PR #152, opened 2023-06-21
Equivalence with HEVM

zoep:
This PR implements a first prototype for checking equivalence between an Act spec and HEVM Expr obtained from EVM byte code. It works by translating Act to Expr and using the equivalence checker of HEVM to check equivalence. This is described in more detail in the [documentation](https://github.com/ethereum/act/blob/7f6e3b9a9d6a27bda5acee41d9d40f05ca55f31a/doc/src/equiv.md).

In more details the PR includes:

- The translation of Act to Expr (in [HEVM.hs](https://github.com/ethereum/act/blob/hevm-equiv/src/HEVM.hs)). 
- A top-level functionality that checks whether some Solidity code implements an Act spec (in [CLI.hs](https://github.com/ethereum/act/blob/hevm-equiv/src/CLI.hs)). 
- Implementation of the input space check (in [HEVM.hs](https://github.com/ethereum/act/blob/hevm-equiv/src/HEVM.hs))
- New syntax for in range assertions. When translating Act integers to machine words we need to implement integer bound differently. We add an `InRange` predicate to the typed AST that allows us to handle such bounds more modularly. We also need to be able to write conditional in-range assertions. So in the Act source instead of writing 
   ```
   iff in range uint256
     (a + b) + c
   iff 
     CALLVALUE == 0
   ```
  we now write 
   ```
   iff 
     CALLVALUE == 0
     inRange(uint256, (a + b) + c)
   ```
   In the typed AST, the in-range assertion gets elaborated to `InRange(a), InRange(b), InRange(c), InRange(a+b), InRange((a+b) +c)`, requiring that all intermediate expressions are within the given range and no overflow occurs. 
   
   Then, `InRange` predicates are translated according to the integer representation of each backend. 
   
- A new type for  `Store` that also keeps track of the order in which storage variables are declared. This is useful in order to provide a faithful storage layout when translating to Expr.

### DIFF
--- a/.github/workflows/build.yml
+++ b/.github/workflows/build.yml
@@ -18,10 +18,10 @@ jobs:
     runs-on: ${{ matrix.os }}
     steps:
       - uses: actions/checkout@v2
-      - uses: cachix/install-nix-action@6ed004b9ccb68dbc28e7c85bee15fa93dbd214ac # v22
+      - uses: cachix/install-nix-action@v22
         with:
           skip_adding_nixpkgs_channel: false
-      - uses: cachix/cachix-action@6a9a34cdd93d0ae4b4b59fd678660efb08109f2f # v12
+      - uses: cachix/cachix-action@v12
         with:
           name: dapp
           skipPush: true
--- a/.github/workflows/build.yml
+++ b/.github/workflows/build.yml
@@ -18,7 +18,7 @@ jobs:
     runs-on: ${{ matrix.os }}
     steps:
       - uses: actions/checkout@v2
-      - uses: cachix/install-nix-action@29bd9290ef037a3ecbdafe83cbd2185e9dd0fa0a # v20
+      - uses: cachix/install-nix-action@6ed004b9ccb68dbc28e7c85bee15fa93dbd214ac # v20
         with:
           skip_adding_nixpkgs_channel: false
       - uses: cachix/cachix-action@6a9a34cdd93d0ae4b4b59fd678660efb08109f2f # v12
--- a/.github/workflows/build.yml
+++ b/.github/workflows/build.yml
@@ -18,7 +18,7 @@ jobs:
     runs-on: ${{ matrix.os }}
     steps:
       - uses: actions/checkout@v2
-      - uses: cachix/install-nix-action@6ed004b9ccb68dbc28e7c85bee15fa93dbd214ac # v20
+      - uses: cachix/install-nix-action@6ed004b9ccb68dbc28e7c85bee15fa93dbd214ac # v22
         with:
           skip_adding_nixpkgs_channel: false
       - uses: cachix/cachix-action@6a9a34cdd93d0ae4b4b59fd678660efb08109f2f # v12
--- a/doc/src/equiv.md
+++ b/doc/src/equiv.md
@@ -1,0 +1,50 @@
+# Checking equivalence with EVM bytecode
+
+EVM bytecode can be formally verified to implement an Act spec. This
+means that each successful behavior of the bytecode should be covered
+by the Act spect. To check equivalence the Act spec is translated to
+Expr, the intermediate representation of HEVM, and the EVM bytecode is
+symbolically executed to obtain its Expr representation. Then
+equivalence can be checked with the equivalence checker of HEVM.
+
+The Expr representation of an Act program is a list of *Success*
+nodes, that contain the possible successful results of the
+computation. The Expr representation of the EVM bytecode can also be
+flattened to a list of result nodes from which we only keep the
+successful executions, filtering out failed and partial execution
+paths and
+
+A success node in Expr, `Success cond res storage`, is a leaf in the
+Expr tree representation and contains the path conditions, `cond` that
+lead to the leaf, the result buffer `buf`, and the end state
+`storage`.
+
+
+## Equivalence checks 
+To check equivalence between the two Expr representations the
+following checks are performed. 
+
+### Result equivalence
+The two list of `Success` node are being checked for equivalence using
+the HEVM equivalence checker. For each pair of nodes in the two lists,
+we check that of all inputs that satisfy the path conditions the
+result and final storage the same. 
+
+### Input space equivalence
+Since the input space of the two list is not necessarily exhaustive,
+since some input may lead to failed execution paths that are not
+present in the list, we need to check that the input space of the two
+lists are the same. That is, there must not be inputs that satisfy
+some path condition in the first list but not the second and vice verse. 
+
+Say that the Act program has the Expr representation 
+`[Success c1 r1 s1, ..., Success cn rn sn`
+and the the EVM bytecode has the Expr representation 
+`[Success c1' r1' s1', ..., Success cn' rn' sn'`
+
+then we need to check that `c1 \/ .. \/ cn <-> c1' \/ .. \/ cn'` that
+is, we require that `c1 \/ .. \/ cn /\ ~ (c1' \/ .. \/ cn')` and `c1'
+\/ .. \/ cn' /\ ~ (c1 \/ .. \/ cn)` are both unsatisfiable.
+
+### Exhaustiveness checks for bytecode
+TODO
--- a/doc/src/equiv.md
+++ b/doc/src/equiv.md
@@ -12,7 +12,8 @@ nodes, that contain the possible successful results of the
 computation. The Expr representation of the EVM bytecode can also be
 flattened to a list of result nodes from which we only keep the
 successful executions, filtering out failed and partial execution
-paths.
+paths. An informative warning will be thrown when partial executions
+are encountered.
 
 A success node in Expr, `Success cond res storage`, is a leaf in the
 Expr tree representation and contains the path conditions, `cond` that
--- a/flake.nix
+++ b/flake.nix
@@ -5,7 +5,7 @@
     flake-utils.url = "github:numtide/flake-utils";
     nixpkgs.url = "github:nixos/nixpkgs";
     hevmUpstream = {
-      url = "github:ethereum/hevm/81f75a2ca34f5bb3202d207c3c07ca1740842717";
+      url = "github:ethereum/hevm/cd3440a26a7445f8acce84109db2179748c679aa";
       inputs.nixpkgs.follows = "nixpkgs";
     };
   };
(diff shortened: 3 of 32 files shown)


.github/workflows/build.yml
```diff
@@ -18,7 +18,7 @@ jobs:
     runs-on: ${{ matrix.os }}
     steps:
       - uses: actions/checkout@v2
-      - uses: cachix/install-nix-action@29bd9290ef037a3ecbdafe83cbd2185e9dd0fa0a # v20
+      - uses: cachix/install-nix-action@6ed004b9ccb68dbc28e7c85bee15fa93dbd214ac # v20
```
d-xo, line 21: can we just use a version tag here? (like `v22`)?

zoep: done!

src/CLI.hs
```diff
@@ -67,7 +79,8 @@ data Command w
                     }
 
   | HEVM            { spec       :: w ::: String               <?> "Path to spec"
-                    , soljson    :: w ::: String               <?> "Path to .sol.json"
+                    , sol        :: w ::: String               <?> "Path to .sol"
```
d-xo, line 82: I think the UX of taking a soliidty file instead of some build output is nice, but I think it's going to make it harder to integrate with real world projects which will have their own build system. Probably the nice way to do this is to offer some additional options that let us pull contracts from foundry build output. I'm fine if this gets done in a separate PR.

src/HEVM.hs
```diff
@@ -1,446 +1,365 @@
...
+import Syntax.Annotated
+import Syntax.Untyped (makeIface)
+import Syntax
 
-import EVM hiding (Query)
-import EVM.VMTest
-import EVM.Solidity hiding (Method)
-import EVM.ABI
-import EVM.Concrete
+import qualified EVM.Types as Types
```
d-xo, line 29:
```suggestion
import qualified EVM.Types as EVM
```

src/HEVM.hs
```diff
@@ -1,446 +1,365 @@
...
+import qualified Data.Text as T
+import qualified Data.Text.Lazy.IO as TL
+import qualified Data.ByteString.Char8 as B8 (pack)
+import Control.Concurrent.Async
 import Control.Monad
-import qualified Data.Vector as Vec
+import Data.DoubleWord
 
-import Print
+import Syntax.Annotated
```
d-xo, line 25:
```suggestion
import qualified Syntax.Annotated as Act
```

src/HEVM.hs
```diff
@@ -1,446 +1,365 @@
...
+    makeSig = T.pack $ makeIface iface
+    calldatas = fmap mkArg decls
+    (cdBuf, props) = combineFragments calldatas (Types.ConcreteBuf "")
+    withSelector = writeSelector cdBuf makeSig
+    sizeConstraints
+      = (bufLength withSelector Types..>= cdLen calldatas)
+        Types..&& (bufLength withSelector Types..< (Types.Lit (2 ^ (64 :: Integer))))
+  in (withSelector, sizeConstraints : props)
+
+makeCtrCalldata :: Interface -> Calldata
```
d-xo, line 71: whats the difference between this and `makeCalldata`?

src/HEVM.hs
```diff
@@ -1,446 +1,365 @@
...
+
+-- | Check whether two lists of behaviours cover exactly the same input space
+checkInputSpaces :: SolverGroup -> VeriOpts -> [Types.Expr Types.End] -> [Types.Expr Types.End] -> IO [EquivResult]
+checkInputSpaces solvers _ l1 l2 = do
+  let p1 = inputSpace l1
+  let p2 = inputSpace l2
+  let queries = fmap assertProps [ [ Types.PNeg (Types.por p1), Types.por p2 ]
+                               , [ Types.por p1, Types.PNeg (Types.por p2) ] ]
+
+  when True $ forM_ (zip [(1 :: Int)..] queries) $ \(idx, q) -> do
```
d-xo, line 317: `when True`?

d-xo (commented):
Looks awesome in general, mostly small comments and questions

doc/src/equiv.md
```diff
@@ -0,0 +1,50 @@
...
+by the Act spect. To check equivalence the Act spec is translated to
+Expr, the intermediate representation of HEVM, and the EVM bytecode is
+symbolically executed to obtain its Expr representation. Then
+equivalence can be checked with the equivalence checker of HEVM.
+
+The Expr representation of an Act program is a list of *Success*
+nodes, that contain the possible successful results of the
+computation. The Expr representation of the EVM bytecode can also be
+flattened to a list of result nodes from which we only keep the
+successful executions, filtering out failed and partial execution
```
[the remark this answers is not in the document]
zoep: Done and updated the doc

src/Print.hs
```diff
@@ -68,9 +68,10 @@ prettyExp e = case e of
   Mod _ a b -> print2 "%" a b
   Exp _ a b -> print2 "^" a b
   UIntMax _ a -> show $ uintmax a
-  UIntMin _ a -> show $ uintmin a
+  UIntMin _ a -> show $ uintmax a
```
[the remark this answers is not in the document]
zoep: typo!

src/HEVM.hs
zoep: Nice idea! What do you think about HEVM.Types? We could leave it unqualified since there are no name collisions anymore. Or maybe a better qualifier like HEVM? Right now the qualifier is `Types` and I don't like it at all.

src/HEVM.hs
zoep: yes!

zoep: or maybe `HEVM`

src/HEVM.hs
zoep: I think it is a nice idea! It will force us to write a lot of `Act.`s in the translation, but is more consistent with the way we import HEVM's ast. Also not sure..

src/HEVM.hs
zoep: yes it is a placefolder for the debug flag. The problem is that field selectors are not being exported.

src/CLI.hs
```diff
@@ -118,15 +130,22 @@ type' f = do
   contents <- readFile f
   validation (prettyErrs contents) (B.putStrLn . encode) (enrich <$> compile contents)
 
-prove :: FilePath -> Maybe Text -> Maybe Integer -> Bool -> IO ()
+-- type'' :: FilePath -> IO Act
+-- type'' f = do
+--   contents <- readFile f
+--   validation (\_ -> pure $ Act Map.empty []) pure (enrich <$> compile contents)
```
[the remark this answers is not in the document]
zoep: removed!

flake.nix
```diff
@@ -4,16 +4,25 @@
...
-        act = (pkgs.haskellPackages.callCabal2nixWithOptions "act" (gitignore ./src) "-fci" {})
+	myHaskellPackages = pkgs.haskellPackages.override {
+          overrides = self: super: rec {
+	    hevm = hevmUpstream.packages.${system}.noTests;
+          };
+	};
+        act = (myHaskellPackages.callCabal2nixWithOptions "act" (gitignore ./src) "-fci" {})
           .overrideAttrs (attrs : {
-            buildInputs = attrs.buildInputs ++ [ pkgs.z3 pkgs.cvc4 ];
+            buildInputs = attrs.buildInputs ++ [ pkgs.z3 pkgs.cvc4 pkgs.cvc5 ];
```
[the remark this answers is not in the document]
zoep: done!

flake.nix
```diff
@@ -22,14 +31,17 @@
...
+        devShell = with pkgs;
+          let libraryPath = "${lib.makeLibraryPath [ libff secp256k1 gmp ]}";
+          in myHaskellPackages.shellFor {
           packages = _: [ act ];
           buildInputs = with pkgs.haskellPackages; [
             cabal-install
             haskell-language-server
             pkgs.jq
             pkgs.z3
             pkgs.cvc4
```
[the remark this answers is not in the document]
zoep: done!

src/CLI.hs
```diff
@@ -41,6 +43,16 @@ import K hiding (normalize, indent)
 import SMT
 import Type
 import Coq hiding (indent)
+import HEVM
+
+import Debug.Trace
```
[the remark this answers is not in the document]
zoep: done!

src/HEVM.hs
zoep: The `makeCtrCalldata` does not have a function sector and it is intended to create the calldata for constructors. It is currently not used since we are not handling constructors yet. I do not remember the exact calling conventions for constructors but it wrote this after some conversations in the Berlin office. If we end up keeping this some things can be written more generically (e.g., `combineFragments`) for avoid code duplication between these two functions.

src/HEVM.hs
d-xo: either totally fine for me

src/HEVM.hs
d-xo: ah, we need to enable `OverloadedRecordDot` or smth in act too I guess to be able to get this nice modern dot notation for accessing record fields.

zoep: On nice! I did it locally for the file and now `opts.debug` works fine.

flake.nix
```diff
@@ -5,7 +5,7 @@
     flake-utils.url = "github:numtide/flake-utils";
     nixpkgs.url = "github:nixos/nixpkgs";
     hevmUpstream = {
-      url = "github:ethereum/hevm/e51f0bbdc6043aa2fb20cb69194215cdc62b5d75";
+      url = "github:ethereum/hevm/dbe984a96042a3873ecdffb84c60151d6229689a";
```
d-xo, line 8: can this be `main` now or are we still building against some `hevm` branch?

src/test/Test.hs
```diff
@@ -26,10 +26,11 @@ import Print (prettyBehaviour)
 import SMT
 import Syntax.Annotated
 
-import Debug.Trace
 import Text.Pretty.Simple
 import Data.Text.Lazy as T (unpack)
 
+import Debug.Trace
```
d-xo, line 32: can we remove this please

zoep: Actually it was already here because there are some tracing functions that use it at the end of the file. They are not used however, so we could delete them.

https://github.com/ethereum/act/blob/121353619ca740c0f2c02dd24cc156e09e557672/src/test/Test.hs#L276-L283

d-xo: ah, sorry didn't realise this was test code, think it's fine to leave them in

d-xo (approved):
looks good!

**PROBLEM STATEMENT**: Please output the exact lines of the records above, beginning with the first and stopping after the line that holds "- A top-level", and nothing else.

**ANSWER TO THIS TASK**:
PR #152, opened 2023-06-21
Equivalence with HEVM

zoep:
This PR implements a first prototype for checking equivalence between an Act spec and HEVM Expr obtained from EVM byte code. It works by translating Act to Expr and using the equivalence checker of HEVM to check equivalence. This is described in more detail in the [documentation](https://github.com/ethereum/act/blob/7f6e3b9a9d6a27bda5acee41d9d40f05ca55f31a/doc/src/equiv.md).

In more details the PR includes:

- The translation of Act to Expr (in [HEVM.hs](https://github.com/ethereum/act/blob/hevm-equiv/src/HEVM.hs)). 
- A top-level functionality that checks whether some Solidity code implements an Act spec (in [CLI.hs](https://github.com/ethereum/act/blob/hevm-equiv/src/CLI.hs)). 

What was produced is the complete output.